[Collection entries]
_ _ _ _ _ _ _

PR #24528, opened 2020-07-13
fix: Node.js cpu and heap profiling

codebytere:
#### Description of Change

What it says on the tin. In Node.js this is done during `CreateMainInstance` inside `InitializeInspector()`. We don't call `InitializeInspector()` because we handle node debugging setup ourselves, and neglected to appropriately start heap and cpu profilers. This fixes that.

cc @nornagon @MarshallOfSound @jkleinsc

_ _ _ _ _ _ _

### [Activity]
Print all entries again, exactly.

### [Answer to the exercise]
PR #24528, opened 2020-07-13
fix: Node.js cpu and heap profiling

codebytere:
#### Description of Change

What it says on the tin. In Node.js this is done during `CreateMainInstance` inside `InitializeInspector()`. We don't call `InitializeInspector()` because we handle node debugging setup ourselves, and neglected to appropriately start heap and cpu profilers. This fixes that.

cc @nornagon @MarshallOfSound @jkleinsc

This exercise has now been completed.